The time R did this...
2.
That wasn't the first clothes-on-head-at-childcare incident. This is J, putting on his 'mask' to be "Spider-Man":
This is R, doing the same thing at home:
A few weeks after this, R was walking around the house scowling, "I am Spider-Man. And I'm coming to get you."
I said, "why would Spider-Man get you? He helps people. He's a superhero."
R paused to carefully to contemplate my words. He then looked at me and said, "Spider-Man isn't a superhero. He doesn't wear a cape."
3.
You have to be careful what you say with small children. For example, R and J now call their nappy rash cream, "bum cream". And whenever J has a runny nose, instead of asking for a tissue, he just says "Booger! Booger! Booger!" until you come and wipe it for him.
One time in the middle of the night, J called out for me. He was in obvious distress. I came into his room and said, "what's the matter matey?". He reached out for my hand, I went to hold his to comfort him, and he said "booger" as he wiped it across my outstretched palm.
4.
My boys are also notorious backseat drivers. They are always telling us we're going too fast, or going too slow. My wife once had to stop suddenly, and said "sorry boys!".
R lectured, "that's all right, but you have to be more careful next time."
I was driving out of the city during peak evening traffic, and was getting bombarded with questions "like why aren't we going?", and comments like "drive daddy!", when there were clearly stationary cars in front. I explain this, then happened to stop first at the red lights. As there were now no cars in my path, the same questions and comments started again. So I decided to explain the concept of traffic lights.
This was a mistake.
At the next traffic lights J is yelling, "it's green! Now it's orange!". These are not my traffic lights, as he's looking out the back door window at the cross street. Then as we're driving, it's "Daddy! Daddy! Daddy! It's RED!". Again, he's looking at the cross street and I'm actually cruising through a green.
This only went on for the 55 minutes it took to drive home eight kilometres that day.
5.
I can't remember the reason, but we recently asked R who he was. He said, "I'm the the little boy that lives down the lane."
6.
J completed a puzzle of a chick hatching from an egg. He then said knowledgeably, "when a chicken hatches from an egg it turns into a beautiful butterfly."
7.
When the boys are in trouble we try the 'naughty corner' concept.
I realised it doesn't really work when they were showering together, having fun playing, and J suddenly turned to R and said, "you need to go to the naughty corner".
R then sat down in the corner of the shower, before saying "I want to come out and say sorry."
J replied by pushing out the palm of his hand and saying "not yet, sit there for two more minutes".
8.
A different shower experience saw J singing 'Simon Says' to himself.
He started, "Simon says, put your hands on your heads". And his hands went on the top of his head.
Next came, "Simon says, put your hands on your shoulders". And his hands went to his shoulders.
Then, "Simon says, put your hands on your...". He paused, thinking carefully about where to next.
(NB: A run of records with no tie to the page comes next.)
PR #615, opened 2019-09-25
Work on retintegration of simmodel on pop

msevestre:
WIP Juri. 
As far as I can tell, it does not work. I am only getting NaN when I simulate the tests (all tests are failing)


src/OSPSuite.Core/Domain/Services/PopulationDataSplitter.cs
```diff
@@ -1,167 +1,166 @@
...
+            // if no aging data found, parameter value is stored in the population data table
+            // (single value)
+            if (!parameterProperties.TablePoints.Any())
+               parameterProperties.Value = nonTableParameterValues[parameterProperties.Path].ConvertedTo<double>();
+         }
+
+         var initialValues = initialValuesDataRowFromIndividualId(individualId);
+         if (initialValues == null)
+            return;
+         //TODO
```
msevestre: This is not available yet

tests/OSPSuite.Core.Tests/Services/PopulationDataSplitterSpecs.cs
```diff
@@ -102,37 +101,37 @@
...
 //      protected override void Context()
 //      {
 //         base.Context();
 //
-//         _variableParameters = new List<IParameterProperties>();
+//         _variableParameters = new List<ParameterProperties>();
 //
-//         var parameterInfo1 = A.Fake<IParameterProperties>();
-//         A.CallTo(()=>parameterInfo1.IsTable).Returns(false);
+//         var parameterInfo1 = A.Fake<ParameterProperties>();
```
msevestre: Because we have no interface, I won't be able to fake those guys, 
I will rewrite thsoe tests completely to be interactiontests. But first, the PopRunner needs to work

tests/OSPSuite.Core.Tests/Services/PopulationDataSplitterSpecs.cs
```diff
@@ -183,77 +183,80 @@
...
+////         var tableParameter1 = _variableParameters.First(x => x.IsTable && x.Path.Equals(_agingPath1));
+////         var tablePoints1 = tableParameter1.TablePoints;
+////
+////         tablePoints1.Count().ShouldBeEqualTo(2);
+////         tablePoints1.ElementAt(0).X.ShouldBeEqualTo(1);
+////         tablePoints1.ElementAt(0).Y.ShouldBeEqualTo(1);
+////         tablePoints1.ElementAt(1).X.ShouldBeEqualTo(2);
+////         tablePoints1.ElementAt(1).Y.ShouldBeEqualTo(2);
+////
+////         var tableParameter2 = _variableParameters.First(x => x.IsTable && x.Path.Equals(_agingPath2));
```
msevestre: @Yuri05 IsTable is gone from the interface. A bunch of stuff does not work

msevestre:
@Yuri05 There are no more TODO here as far as I can tell. I am going to merge this and if you agree, I'll merge the .NET Standard package into develop (there is one more .NET Standard DevExpress dll to extract as package but this can be done later)

msevestre:
@Yuri05 Running out of idea here
https://ci.appveyor.com/project/open-systems-pharmacology-ci/ospsuite-core/builds/28209411 

for some reason, the freaking Native dll is not found. The message is probably wrong

msevestre:
well I had to use VS 2019! WTF?

Yuri05:
>There are no more TODO here as far as I can tell. I am going to merge this and if you agree, I'll merge the .NET Standard package into develop (there is one more .NET Standard DevExpress dll to extract as package but this can be done later)

Fine with that :)

>well I had to use VS 2019! WTF?

Well, all C++ DLLs were compiled with VS2019, maybe VS2017 image does not have 2019 C++ Runtime or so?

msevestre:
Meaning we will have to update to the new runtime in setup. Good to know :)

Yuri05:
>Meaning we will have to update to the new runtime in setup. Good to know :)

Yep :)

msevestre:
IS there a reason for this? It now breaks the R build too
https://ci.appveyor.com/project/open-systems-pharmacology-ci/ospsuite-r/builds/28216680

and I am not sure that I can specify an image . let me try but this is really painful

Yuri05:
>IS there a reason for this?

Apart from the fact that VS2017 was the worst VS version ever: VS2019 has some useful new features.
E.g. under Win10 you can compile/run/debug C++ and .NET core applications under WSL (Windows Subsystem for Linux) directly from within VS. In a case where the windows version works and the Linux version does not this could be really helpful.
However I think none of new features in VS2019 is really a MUST. If we will have some problems with it, we can downgrade to VS2017

msevestre:
Managed to get it to work

And VS2005 was shit in comparison ;-)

Then a smile. "... your DOODLE!". And his hands went.
He's not the only one taking a keen interest in those areas.
R was going to the toilet and told me, "mummy can't stand up a the toilet because she doesn't have a doodle."
9.
Both boys have learned the first letter of their names. They are always identifying "R" and "J" in random signs when out and about. There are always more R's of course, but it doesn't seem to bother J.
We were at Sydenham Station, waiting for the train to childcare and work. I was the one going to work. On the seat at the platform, R saw the word 'Sydenham' stenciled on it. He said, "there's no R there." I agreed. He then said, "we should draw one on". I strongly advised against this. Not only is it petty vandalism, but I've seen his handwriting, and it would've looked terrible.
R had a second idea. "We will buy an R from the shop tomorrow!" I laughed and tried to explain we couldn't do that either. He was unconvinced. "We just need some glue. Or a hammer."
10.
We were recently at the Concordia Club, a German community club near where we live. This is a fantastic place if you enjoy ridiculous meat portions accompanied by pickled cabbage and various stodge. The kids are also free to run around outside on the croquet fields.
After we had finished eating, I took J to the toilet. We came out, holding hands, then J suddenly slipped free. He ran a few metres and then started doing one of his silly walks in the middle of the dining area.
There could be no mistake, he was goose stepping across the German club.
R may want to graffiti the train station platform, but at least he isn't committing hate crimes.